REQUIRED ACTION
Range to output from the entries below: the line containing "abilities used outside" through the line containing "this.title = 'Ambush';". Set it down exactly, ends included, nothing else.

INPUT RECORDS
PR #1625, opened 2017-12-02
Add alert when using actions outside of window

ystros:
To make it more clear that players are not following the rules, Action
abilities used outside an explicit action window now add a danger alert
in the game log.

screen shot 2017-12-01 at 11 35 18 pm

### DIFF
--- a/server/game/ambushcardaction.js
+++ b/server/game/ambushcardaction.js
@@ -12,6 +12,10 @@ class AmbushCardAction extends BaseAbility {
         this.title = 'Ambush';
     }
 
+    isAction() {
+        return true;
+    }
+
     isCardAbility() {
         return false;
     }
--- a/server/game/baseability.js
+++ b/server/game/baseability.js
@@ -177,7 +177,7 @@ class BaseAbility {
     }
 
     isAction() {
-        return true;
+        return false;
     }
 
     isPlayableEventAbility() {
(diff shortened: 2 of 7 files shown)


cryogen:
I think the wording is a little strong/negative

Perhaps err more on the side of pointing out it's a manually taken action?

Something like 'x has triggered y manually' ?

DukeTax:
Not a fan of 'manually' here, as in the posted example it's still an action taken care of by the automation (doing Qotho manually would print different alert messages).

cryogen:
"outside the proper action window" just isn't very beginner friendly imo - i think we can do better

ystros:
Agree it's a bit aggressive (particularly "proper" - "normal" would be a bit softer language-wise), but I also think it's important to mention "action window" somewhere in the message. Most people using actions outside of the window are probably doing so because they don't understand the rules super well rather than out of a desire to cheat.

As such, the message should achieve two things:
1. Alert both players that something against the normal rules has occurred.
2. At least point the player to why the alert is happening - if at all possible, in such a way that helps guide them to the proper way of doing it.

The second part is hard to achieve while keeping the message succinct. Need to think on it some more.

cryogen:
How about “x uses/plays/triggers/whatever-verb-you-want outside of an action window”?

zacchiro:
Thumbs up to latest @cryogen proposal, with a preference for "X *uses* foo outside of an action window", because it's the most generic verb option.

REPLY TO THE EXERCISE
abilities used outside an explicit action window now add a danger alert
in the game log.

screen shot 2017-12-01 at 11 35 18 pm

### DIFF
--- a/server/game/ambushcardaction.js
+++ b/server/game/ambushcardaction.js
@@ -12,6 +12,10 @@ class AmbushCardAction extends BaseAbility {
         this.title = 'Ambush';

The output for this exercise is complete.